> **Work required**
For the listing below, give the number of lines that include "clone" and add nothing to it.

> **Records to use**
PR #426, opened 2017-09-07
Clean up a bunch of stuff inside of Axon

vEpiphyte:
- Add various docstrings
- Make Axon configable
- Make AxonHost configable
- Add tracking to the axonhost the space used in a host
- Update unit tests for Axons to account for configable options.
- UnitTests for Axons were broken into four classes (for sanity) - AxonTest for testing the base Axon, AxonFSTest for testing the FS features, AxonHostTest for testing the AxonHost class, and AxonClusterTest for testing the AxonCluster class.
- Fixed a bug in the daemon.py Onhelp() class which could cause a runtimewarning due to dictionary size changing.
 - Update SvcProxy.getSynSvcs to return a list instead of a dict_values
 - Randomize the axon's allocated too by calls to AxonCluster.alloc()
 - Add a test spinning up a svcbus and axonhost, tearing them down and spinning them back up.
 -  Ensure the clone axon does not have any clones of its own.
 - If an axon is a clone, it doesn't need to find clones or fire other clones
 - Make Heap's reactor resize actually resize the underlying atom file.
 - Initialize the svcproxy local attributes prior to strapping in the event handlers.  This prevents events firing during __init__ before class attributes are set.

...

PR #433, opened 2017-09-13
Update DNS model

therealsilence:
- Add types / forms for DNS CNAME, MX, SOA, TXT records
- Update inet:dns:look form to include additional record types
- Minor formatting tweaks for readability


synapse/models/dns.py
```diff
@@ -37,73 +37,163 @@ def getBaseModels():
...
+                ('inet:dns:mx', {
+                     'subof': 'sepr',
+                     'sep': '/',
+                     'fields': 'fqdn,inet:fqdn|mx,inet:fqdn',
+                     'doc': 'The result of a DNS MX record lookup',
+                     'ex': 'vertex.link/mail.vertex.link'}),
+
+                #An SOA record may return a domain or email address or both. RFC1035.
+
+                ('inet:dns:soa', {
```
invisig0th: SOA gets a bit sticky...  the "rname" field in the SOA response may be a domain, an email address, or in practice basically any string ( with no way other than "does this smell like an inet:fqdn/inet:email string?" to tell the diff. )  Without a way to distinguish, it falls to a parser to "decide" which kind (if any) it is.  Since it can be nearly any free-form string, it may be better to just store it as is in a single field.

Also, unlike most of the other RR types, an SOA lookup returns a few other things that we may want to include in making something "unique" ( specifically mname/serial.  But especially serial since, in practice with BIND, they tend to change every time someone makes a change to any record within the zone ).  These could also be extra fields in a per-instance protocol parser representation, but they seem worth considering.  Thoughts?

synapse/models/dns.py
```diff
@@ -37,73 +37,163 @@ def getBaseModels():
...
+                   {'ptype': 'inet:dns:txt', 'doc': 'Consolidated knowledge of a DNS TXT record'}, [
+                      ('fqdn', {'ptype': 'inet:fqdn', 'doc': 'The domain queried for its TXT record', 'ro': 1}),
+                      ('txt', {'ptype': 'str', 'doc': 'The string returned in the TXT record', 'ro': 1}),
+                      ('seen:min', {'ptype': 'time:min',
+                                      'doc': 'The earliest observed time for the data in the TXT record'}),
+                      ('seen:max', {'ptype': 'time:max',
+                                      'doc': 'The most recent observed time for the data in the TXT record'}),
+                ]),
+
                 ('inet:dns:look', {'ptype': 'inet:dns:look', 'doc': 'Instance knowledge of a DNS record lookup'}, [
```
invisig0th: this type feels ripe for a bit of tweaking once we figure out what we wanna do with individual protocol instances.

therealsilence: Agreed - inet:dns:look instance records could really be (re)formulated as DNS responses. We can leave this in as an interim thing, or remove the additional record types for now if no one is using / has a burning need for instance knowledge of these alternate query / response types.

> **Response for this exercise**
2